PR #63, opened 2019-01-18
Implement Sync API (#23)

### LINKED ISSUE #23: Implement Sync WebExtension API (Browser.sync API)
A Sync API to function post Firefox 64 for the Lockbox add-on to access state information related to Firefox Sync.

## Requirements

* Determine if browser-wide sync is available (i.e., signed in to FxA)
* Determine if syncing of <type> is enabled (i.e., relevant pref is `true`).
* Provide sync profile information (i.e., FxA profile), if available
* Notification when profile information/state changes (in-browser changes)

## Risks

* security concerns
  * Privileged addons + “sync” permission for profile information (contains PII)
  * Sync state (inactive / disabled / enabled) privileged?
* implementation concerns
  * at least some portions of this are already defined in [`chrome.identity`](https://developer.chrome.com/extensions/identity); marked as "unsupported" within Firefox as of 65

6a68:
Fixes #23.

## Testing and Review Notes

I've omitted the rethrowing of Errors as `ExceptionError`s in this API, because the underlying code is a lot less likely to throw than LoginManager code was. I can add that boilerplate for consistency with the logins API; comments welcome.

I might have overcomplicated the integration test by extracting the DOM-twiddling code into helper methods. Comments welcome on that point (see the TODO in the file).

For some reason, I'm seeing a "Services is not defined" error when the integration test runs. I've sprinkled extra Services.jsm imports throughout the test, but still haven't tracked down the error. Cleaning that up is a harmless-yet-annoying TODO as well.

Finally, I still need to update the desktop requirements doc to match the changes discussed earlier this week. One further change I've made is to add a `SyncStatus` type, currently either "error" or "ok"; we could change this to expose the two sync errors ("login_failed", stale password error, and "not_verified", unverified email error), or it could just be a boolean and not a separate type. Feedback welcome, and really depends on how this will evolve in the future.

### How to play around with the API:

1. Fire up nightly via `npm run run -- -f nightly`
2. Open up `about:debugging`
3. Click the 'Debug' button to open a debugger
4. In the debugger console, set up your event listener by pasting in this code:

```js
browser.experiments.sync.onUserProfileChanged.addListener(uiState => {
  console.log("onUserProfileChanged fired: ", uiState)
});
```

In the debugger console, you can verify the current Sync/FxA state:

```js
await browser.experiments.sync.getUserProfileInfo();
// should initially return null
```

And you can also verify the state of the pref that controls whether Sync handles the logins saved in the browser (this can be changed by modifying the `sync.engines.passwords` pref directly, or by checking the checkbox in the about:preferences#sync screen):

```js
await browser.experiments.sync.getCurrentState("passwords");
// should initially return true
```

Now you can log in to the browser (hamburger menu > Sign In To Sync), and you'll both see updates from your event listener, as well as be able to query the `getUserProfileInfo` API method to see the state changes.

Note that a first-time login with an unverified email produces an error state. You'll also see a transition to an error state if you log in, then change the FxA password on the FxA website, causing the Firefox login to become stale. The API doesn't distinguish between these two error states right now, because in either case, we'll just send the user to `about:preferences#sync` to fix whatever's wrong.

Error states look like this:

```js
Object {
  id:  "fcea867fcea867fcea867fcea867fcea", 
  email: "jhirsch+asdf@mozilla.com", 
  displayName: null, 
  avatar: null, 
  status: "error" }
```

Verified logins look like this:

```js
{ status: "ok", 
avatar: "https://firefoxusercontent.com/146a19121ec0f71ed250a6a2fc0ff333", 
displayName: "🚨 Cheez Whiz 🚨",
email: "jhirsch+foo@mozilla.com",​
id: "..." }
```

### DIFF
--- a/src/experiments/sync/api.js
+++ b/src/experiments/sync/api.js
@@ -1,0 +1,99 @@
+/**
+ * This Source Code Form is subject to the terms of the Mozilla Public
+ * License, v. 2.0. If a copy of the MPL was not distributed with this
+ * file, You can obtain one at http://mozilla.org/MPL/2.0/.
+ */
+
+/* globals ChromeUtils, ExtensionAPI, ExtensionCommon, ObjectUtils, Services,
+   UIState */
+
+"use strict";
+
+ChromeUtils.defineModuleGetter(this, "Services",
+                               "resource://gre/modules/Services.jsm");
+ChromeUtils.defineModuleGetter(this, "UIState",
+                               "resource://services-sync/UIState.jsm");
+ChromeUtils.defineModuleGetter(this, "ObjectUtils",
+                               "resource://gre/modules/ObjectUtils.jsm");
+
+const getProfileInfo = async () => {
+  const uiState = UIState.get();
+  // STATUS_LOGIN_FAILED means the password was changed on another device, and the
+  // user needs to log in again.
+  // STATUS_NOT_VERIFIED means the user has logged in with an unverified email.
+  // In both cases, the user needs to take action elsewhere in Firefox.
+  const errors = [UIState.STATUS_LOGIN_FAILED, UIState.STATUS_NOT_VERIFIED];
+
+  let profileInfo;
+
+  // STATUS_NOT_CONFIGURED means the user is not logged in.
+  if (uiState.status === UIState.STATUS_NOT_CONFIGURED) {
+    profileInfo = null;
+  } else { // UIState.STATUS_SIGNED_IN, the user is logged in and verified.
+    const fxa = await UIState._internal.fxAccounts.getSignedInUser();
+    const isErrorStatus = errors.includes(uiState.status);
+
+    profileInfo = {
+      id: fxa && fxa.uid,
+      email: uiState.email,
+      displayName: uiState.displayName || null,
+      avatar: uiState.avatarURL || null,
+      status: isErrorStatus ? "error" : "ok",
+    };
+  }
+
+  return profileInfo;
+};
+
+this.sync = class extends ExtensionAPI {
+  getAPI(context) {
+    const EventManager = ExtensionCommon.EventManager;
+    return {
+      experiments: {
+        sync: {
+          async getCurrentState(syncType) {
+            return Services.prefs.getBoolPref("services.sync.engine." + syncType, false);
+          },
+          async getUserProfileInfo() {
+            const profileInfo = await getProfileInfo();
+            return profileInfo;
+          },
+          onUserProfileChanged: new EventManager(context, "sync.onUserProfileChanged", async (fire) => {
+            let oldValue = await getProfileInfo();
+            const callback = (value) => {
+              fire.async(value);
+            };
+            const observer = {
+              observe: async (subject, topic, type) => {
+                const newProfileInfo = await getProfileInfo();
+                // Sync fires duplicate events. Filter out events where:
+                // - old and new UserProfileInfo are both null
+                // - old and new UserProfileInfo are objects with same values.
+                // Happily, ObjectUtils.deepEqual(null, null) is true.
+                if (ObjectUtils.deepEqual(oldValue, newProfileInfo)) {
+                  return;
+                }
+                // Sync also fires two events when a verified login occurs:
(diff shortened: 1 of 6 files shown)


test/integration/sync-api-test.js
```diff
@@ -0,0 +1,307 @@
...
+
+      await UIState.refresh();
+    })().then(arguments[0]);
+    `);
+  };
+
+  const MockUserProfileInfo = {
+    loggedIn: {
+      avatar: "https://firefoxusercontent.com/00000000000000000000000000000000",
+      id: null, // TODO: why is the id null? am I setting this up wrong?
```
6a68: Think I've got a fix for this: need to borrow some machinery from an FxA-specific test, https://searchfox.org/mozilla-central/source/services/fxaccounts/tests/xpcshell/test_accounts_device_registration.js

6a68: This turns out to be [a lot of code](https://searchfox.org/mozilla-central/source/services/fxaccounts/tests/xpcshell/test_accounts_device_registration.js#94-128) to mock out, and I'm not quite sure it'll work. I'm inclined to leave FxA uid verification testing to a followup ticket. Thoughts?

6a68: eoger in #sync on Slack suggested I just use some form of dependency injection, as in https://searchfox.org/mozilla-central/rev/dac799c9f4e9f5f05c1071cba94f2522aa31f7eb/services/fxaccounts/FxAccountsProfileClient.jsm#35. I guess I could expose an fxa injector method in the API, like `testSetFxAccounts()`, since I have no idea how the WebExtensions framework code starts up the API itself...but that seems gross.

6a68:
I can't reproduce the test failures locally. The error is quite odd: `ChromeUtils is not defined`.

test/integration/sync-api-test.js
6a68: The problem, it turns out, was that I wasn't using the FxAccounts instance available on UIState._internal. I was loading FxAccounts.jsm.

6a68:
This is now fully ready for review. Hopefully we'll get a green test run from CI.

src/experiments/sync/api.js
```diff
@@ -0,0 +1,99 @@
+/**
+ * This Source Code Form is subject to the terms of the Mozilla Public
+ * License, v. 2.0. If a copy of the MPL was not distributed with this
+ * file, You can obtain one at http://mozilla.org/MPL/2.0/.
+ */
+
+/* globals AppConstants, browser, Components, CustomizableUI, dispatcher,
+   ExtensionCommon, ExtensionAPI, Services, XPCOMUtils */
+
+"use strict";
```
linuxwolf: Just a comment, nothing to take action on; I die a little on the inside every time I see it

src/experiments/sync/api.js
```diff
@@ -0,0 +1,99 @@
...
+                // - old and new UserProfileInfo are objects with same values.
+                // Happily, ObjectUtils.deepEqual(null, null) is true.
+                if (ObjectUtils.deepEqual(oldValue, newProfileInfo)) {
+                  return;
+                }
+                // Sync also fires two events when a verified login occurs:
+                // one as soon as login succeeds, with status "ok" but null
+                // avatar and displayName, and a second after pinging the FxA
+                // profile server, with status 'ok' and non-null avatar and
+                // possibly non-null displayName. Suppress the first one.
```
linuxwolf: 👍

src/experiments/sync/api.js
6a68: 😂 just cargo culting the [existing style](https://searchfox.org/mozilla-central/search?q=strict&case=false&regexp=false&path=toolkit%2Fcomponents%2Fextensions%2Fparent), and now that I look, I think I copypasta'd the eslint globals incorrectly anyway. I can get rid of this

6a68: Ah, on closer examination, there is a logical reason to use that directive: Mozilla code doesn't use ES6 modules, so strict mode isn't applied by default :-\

----

Goal of the exercise -> Using the entries above, state how many lines include the word "EventManager", with no other words.

Output of the exercise -> 2